D.  Challenges to Counsel’s First-Stage Assistance.

¶105  In Propositions IV, V, VI, and XI, Appellant claims violations of his right to assistance of counsel under the Sixth and Fourteenth Amendments and Article 2, section 20 of the Oklahoma Constitution.  Appellant argues defense counsel performed deficiently in: (1) eliciting the fact of Appellant’s 1982 manslaughter conviction on direct examination, thus waiving all but plain error; (2) failure to object to the prosecutor’s misstatements of law and evidence in closing argument; (2) failing to properly articulate the proper exception to the hearsay rule for Appellant’s statements to Paul Gould;  (4) failure to call a police detective to testify to the biker reputations of Robert Jett and James Lynch; (5) failure to properly utilize available evidence of a 911 call and police reports to impeach the State witness who reported the shooting; (6) failure to utilize available expert testimony and cross-examination to corroborate Appellant’s version of events; and (7) failure to use a photograph of Robert Jett’s AR-15 to corroborate Appellant’s claim that he believed Jett might be going for another weapon.  In connection with several of these claims, Appellant has filed a motion to supplement the appellate record and request for evidentiary hearing as permitted by Rule 3.11(B), Rules of the Oklahoma Court of Criminal Appeals, 22 O.S., Ch. 18, App (Supp. 2005).

¶106  We address these complaints applying the familiar test required by the Supreme Court in Strickland v.
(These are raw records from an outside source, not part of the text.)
PR #579, opened 2025-06-20
Performance improvements

hko-s:
This PR is a variant of the branch https://github.com/rpgp/rpgp/commits/perf-wip/, but without the GnuPG-AEAD functionality that is also present in `perf-wip`.

### DIFF
--- a/src/composed/message/reader/signed.rs
+++ b/src/composed/message/reader/signed.rs
@@ -11,6 +11,8 @@ use crate::{
     util::{fill_buffer_bytes, NormalizingHasher},
 };
 
+const BUFFER_SIZE: usize = 8 * 1024;
+
 #[derive(derive_more::Debug)]
 pub enum SignatureBodyReader<'a> {
     Init {
@@ -132,8 +134,8 @@ impl<'a> SignatureBodyReader<'a> {
                     signature,
                 } => {
                     debug!("SignatureReader init");
-                    let mut buffer = BytesMut::with_capacity(1024);
-                    let read = fill_buffer_bytes(&mut source, &mut buffer, 1024)?;
+                    let mut buffer = BytesMut::with_capacity(BUFFER_SIZE);
+                    let read = fill_buffer_bytes(&mut source, &mut buffer, BUFFER_SIZE)?;
 
                     if read == 0 {
                         return Err(io::Error::new(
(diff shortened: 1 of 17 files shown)


tests/decrypt_speed.rs
```diff
@@ -0,0 +1,79 @@
...
+    let elapsed_milli = elapsed.as_millis();
+    let mb_per_s = 900f64 / elapsed_milli as f64 * 1000f64;
+    println!("Elapsed: {elapsed_milli} ms, MByte/s: {mb_per_s:.2?}");
+    println!("{:?}", msg.last());
+}
+
+// temporary test, requires local copy of a large encrypted message
+#[ignore]
+#[test]
+fn speed_seipdv1() {
```
dignifiedquire: lets make these an example, that way we can run them, but it doesn't fail our test suite

hko-s: good idea. will do.

hko-s:
Note: This PR currently breaks semver, e.g. by changing the type of `SymEncryptedProtectedDataReader`.

tests/decrypt_speed.rs
hko-s: moved the speed tests aside, and after some other minor cleanup, CI is now at least trying to do its thing again :sweat_smile:

src/composed/message/reader/signed.rs
```diff
@@ -132,9 +132,8 @@ impl<'a> SignatureBodyReader<'a> {
                     signature,
                 } => {
                     debug!("SignatureReader init");
-                    let mut buffer = BytesMut::zeroed(1024);
-                    let read = fill_buffer(&mut source, &mut buffer, None)?;
-                    buffer.truncate(read);
+                    let mut buffer = BytesMut::with_capacity(1024);
```
hko-s: Is there a reason why this reader doesn't use the `const BUFFER_SIZE: usize = 8 * 1024;` pattern?

src/composed/message/reader/signed_one_pass.rs
```diff
@@ -124,9 +124,8 @@ impl<'a> SignatureOnePassReader<'a> {
                     mut source,
                 } => {
                     debug!("SignatureOnePassReader init");
-                    let mut buffer = BytesMut::zeroed(1024);
-                    let read = fill_buffer(&mut source, &mut buffer, None)?;
-                    buffer.truncate(read);
+                    let mut buffer = BytesMut::with_capacity(1024);
```
hko-s: Is there a reason why this reader doesn't use the `const BUFFER_SIZE: usize = 8 * 1024;` pattern?

dignifiedquire:
> Wondering about aligning the signed message reader buffer sizes with the others (and maybe the compressed one, as well?)

not really, other than me being lazy..

hko-s:
> not really, other than me being lazy..

I've normalized the buffers to 8k, all

dignifiedquire (approved):

PR #580, opened 2025-06-20
wip: feat: decrypt GnuPG-proprietary packet type 20 encryted data and v5 SKESK

hko-s:
This PR implements decryption support for two GnuPG-proprietary formats, which are described in https://www.ietf.org/archive/id/draft-koch-librepgp-03.html

- GnuPG's "OCB Encrypted Data Packet" (a precursor to v2 SEIPD), and


hko-s:
I think we'll need to make two decisions about how to expose this functionality:

1. Do we want to feature-gate the entire thing, so that users of rPGP need to opt into it (a feature like `enable-gnupg-proprietary`)?
2. Do we expose `SKESK v5` and `OCB` (packet type 20) decryption as opt-in functionality in the message decryptor API? (similar to how decryption of the `SED` packet [not integrity-protected] needs to be opted into by a caller?)

---

My current tendency is "no to 1, yes to 2.":

For 1., I have mixed feelings about feature-gating, but lean towards "no". While feature-gating feels orderly, it also seems a bit pointless. I don't expect it would save much space in the compiled output to disable, but adds cognitive overhead to the codebase and makes testing more combinatorically annoying.

For 2., as an application developer I'd like to be able to configure the message decryptor between "OpenPGP RFC compliant" behavior and "compatible with GnuPG proprietary formats" at runtime (e.g. to allow `rsop` users to choose between these decryption modes with a commandline parameter).

PR #581, opened 2025-06-22
fix: make signature equality more robust

hko-s:
I ran into issues with equality between signatures. When changing pre-existing Signatures in memory (e.g. changing the contents of the unhashed area), the length in the packet header in memory goes out of sync.

This currently breaks comparison with Signatures that have exactly the same contents, but where the length in the packet header is not equally out of sync.

I'm not sure that I'm happy with the approach in this PR, but it does resolve the concrete issue I'm seeing.

### DIFF
--- a/src/packet/signature/types.rs
+++ b/src/packet/signature/types.rs
@@ -33,10 +33,42 @@ use crate::{
 
 /// Signature Packet
 /// <https://www.rfc-editor.org/rfc/rfc9580.html#name-signature-packet-type-id-2>
-#[derive(Clone, PartialEq, Eq, derive_more::Debug)]
+#[derive(Clone, Eq, derive_more::Debug)]
 pub struct Signature {
     packet_header: PacketHeader,
     pub inner: InnerSignature,
+}
+
+impl PartialEq for Signature {
+    /// Semantical equality on signature packets.
+    ///
+    /// This equality implementation checks that:
+    /// - the packet header version is the same, and
+    /// - the content of "inner" is the same.
+    ///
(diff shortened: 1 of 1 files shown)


hko-s:
Hm. Independently, GnuPG of course insists on producing old-style packet headers, so comparing packets against GnuPG will always be "bitwise", and show differences if the packet framing differs.

This is a bit of a rabbithole.

dignifiedquire:
I don't think this is good to do. If you want a more relaxed version we could add a "is_similar_to" method or sth like that, but equality should really check for equality

hko-s:
> I don't think this is good to do. If you want a more relaxed version we could add a "is_similar_to" method or sth like that, but equality should really check for equality

Agreed.

I'd want such a relaxed comparison operation to be able to work recursively, e.g. all the way through a SignedPublicKey's parts. Will think some more and maybe suggest something in a while.

hko-s:
Actually ... while I agree that it's good to have `PartialEq` implement bitwise equality, I'm still unsure about the case I outlined above.

When I modify a `Signature` by doing something like `config.unhashed_subpackets.insert(foo)`, and then compare the `Signature` with a serialized, then deserialized copy of itself, it won't match. Because the original `Signature` still contains the (then wrong) length in its packet header.

The issue I ran into is that even the bitwise comparison is just wrong after modifying the contents of the `SignatureConfig` in `inner`. This is a bit of a footgun, and I wonder if we can improve the rPGP API to have this be less of a footgun

hko-s:
Closing in favor of #582

PR #582, opened 2025-06-24
refactor: make InnerSignature private to avoid footguns

dignifiedquire:
ref #581

### DIFF
--- a/src/packet/signature/types.rs
+++ b/src/packet/signature/types.rs
@@ -246,7 +246,7 @@ impl Signature {
         if let InnerSignature::Known { ref config, .. } = self.inner {
             self.insert_unhashed_subpacket(config.unhashed_subpackets.len(), subpacket)
         } else {
-            unimplemented!("error")
+            bail!("Unknown Signature type, can't add Subpacket");
         }
     }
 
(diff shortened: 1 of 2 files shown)


hko-s:
This PR is definitely the way forward. It removes the footgun I stepped into, and the current state of this PR covers all use cases that I need.

Happy to make more adjustments if you have any concerns.

src/packet/signature/types.rs
```diff
@@ -253,6 +325,7 @@ impl Signature {
         self.config().map(|c| c.hash_alg)
     }
 
+    /// Returns the actual byte level  signature.
```
wiktor-k:
```suggestion
    /// Returns the actual byte level signature.
```

dignifiedquire:
lgtm

hko-s:
I've made the unhashed subpacket fns a little more defensive, yet. Happy to see this merged, whenever.

dignifiedquire:
Can you add some tests for this? I just realized this has no coverage at all

hko-s:
> Can you add some tests for this? I just realized this has no coverage at all

D'oh. Good point, of course. Yes!

hko-s:
I've added a test (and renamed the unhashed area access functions to be more visibly grouped)

PR #583, opened 2025-07-07
ci: tests on windows

hko-s:


link2xt:
This does not actually test `x86_64-pc-windows-gnu`. If you go into the log for `x86_64-pc-windows-gnu` run, it says it already has installed `msvc`:
image

Need to somehow overwrite the target, otherwise I think it still uses `msvc` target and `gnu` target is installed on the side just in case you want to use it for "cross-compilation".

"override" just sets the "toolchain" to be the default, but toolchain has multiple targets and "native" msvc is selected by default.

I created https://github.com/rpgp/rpgp/pull/585 setting `--target` explicitly, let's see.

hko-s:
replaced by #585

PR #585, opened 2025-07-08
ci: run Windows tests with the specified target triple

link2xt:
Otherwise host triple is used, which is "msvc", not the "gnu" one that is installed. "override" option only sets the default toolchain, but not the target.

### DIFF
--- a/.github/workflows/ci.yml
+++ b/.github/workflows/ci.yml
@@ -75,12 +75,8 @@ jobs:
       matrix:
         os: [windows-latest]
         rust:
-          - nightly-2025-04-02
-          - stable
-        target:
-          - x86_64-pc-windows-gnu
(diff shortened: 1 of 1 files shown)


hko-s:
Great, thanks for moving the windows CI/debugging hopefully towards more insights.

It looks to me like this run still has the same issue. I see

```
installed toolchains
--------------------
stable-x86_64-pc-windows-msvc (active, default)
```

in the output for the `-gnu` job :confused:

link2xt:
I think it's fine that default toolchain is different because I passed `--toolchain` option explicitly. But now I pushed another commit, now just using rustup directly instead of archived https://github.com/actions-rs/toolchain

dignifiedquire:
thanks

PR #586, opened 2025-07-09
feat: add EcdsaPublicParams::curve and is_supported

hko-s:
This aligns the EcdsaPublicParams API with EcdhPublicParams

### DIFF
--- a/src/types/params/public/ecdsa.rs
+++ b/src/types/params/public/ecdsa.rs
@@ -40,10 +40,15 @@ pub enum EcdsaPublicParams {
 }
 
 impl EcdsaPublicParams {
+    /// Is this key based on a curve that we know how to parse?
+    ///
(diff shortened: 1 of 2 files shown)


src/types/params/public/ecdsa.rs
```diff
@@ -40,6 +40,20 @@ pub enum EcdsaPublicParams {
 }
 
 impl EcdsaPublicParams {
+    pub fn is_supported(&self) -> bool {
+        !matches!(self, Self::Unsupported { .. })
+    }
+
+    pub fn curve(&self) -> ECCCurve {
```
dignifiedquire, line 52: docs please

hko-s: Good point. Added some docs for both `*PublicParams`

dignifiedquire (approved):

PR #592, opened 2025-07-12
fix: make user id self certifications as CertPositive

hko-s:


src/packet/user_attribute.rs
```diff
@@ -242,17 +248,29 @@ impl UserAttribute {
...
         signee: &K,
+        typ: SignatureType,
     ) -> Result<SignedUserAttribute>
     where
         R: CryptoRng + Rng,
         P: SecretKeyTrait,
         K: PublicKeyTrait + Serialize,
     {
+        ensure!(
+            [
```
dignifiedquire: maybe make this a constant?

src/composed/key/shared.rs
```diff
@@ -121,7 +121,7 @@ impl KeyDetails {
         let mut users = vec![];
 
         if let Some(primary_user_id) = self.primary_user_id {
-            let mut config = SignatureConfig::from_key(&mut rng, key, SignatureType::CertGeneric)?;
+            let mut config = SignatureConfig::from_key(&mut rng, key, SignatureType::CertPositive)?;
```
dignifiedquire, line 126: please document why this type is used

hko-s: It's one of those things that seemed to have emerged, but not been documented, historically. The RFC doesn't seem to give any guidance. However, all other implementations that I tried just now make this signature type for User ID self-signatures.

Plus, I added links to `draft-gallagher-openpgp-signatures` which is still in an early stage, but it at least mentions the connection between that signature type and self-signatures.

dignifiedquire (approved):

Washington, 466 U.S. 668, 104 S.Ct. 2052, 2064, 80 L.Ed.2d 674 (1984).  Ineffective counsel claims must always overcome a strong  initial presumption that counsel rendered reasonable professional assistance by showing: (1) that trial counsel's performance was deficient; and (2) that he was prejudiced by the deficient performance. Spears v. State, 1995 OK CR 36, ¶ 54, 900 P.2d 431, 445. Courts indulge this presumption of reasonable professional performance primarily due “to the many strategic choices counsel must make in any given case.  So long as the choices are informed ones, counsel’s decision to pursue one strategy over others is ‘virtually unchallengeable.’”  Jones v. State, 2006 OK CR 5, ¶ 78, 128 P.3d 521, 545, quoting Strickland, 466 U.S. at 690-91, 104 S.Ct. at 2066.  To determine whether counsel’s performance was deficient, we ask whether the challenged act or omission was objectively reasonable under prevailing professional norms.  In this inquiry, Appellant must show that counsel committed errors so serious that he was not functioning as the counsel guaranteed by the Constitution.  Browning v. State, 2006 OK CR 8, ¶ 14, 134 P.3d 816, 830.  The right to effective counsel at trial is not an end in itself, but rather an important means for enforcing the Constitution’s guarantee of a fair and impartial trial with a reliable result.  Our overriding concern in judging counsel’s trial performance is therefore to determine “whether counsel fulfilled the function of making the adversarial testing process work.”  Hooks v. State, 2001 OK CR 1, ¶ 54, 19 P.3d 294, 317.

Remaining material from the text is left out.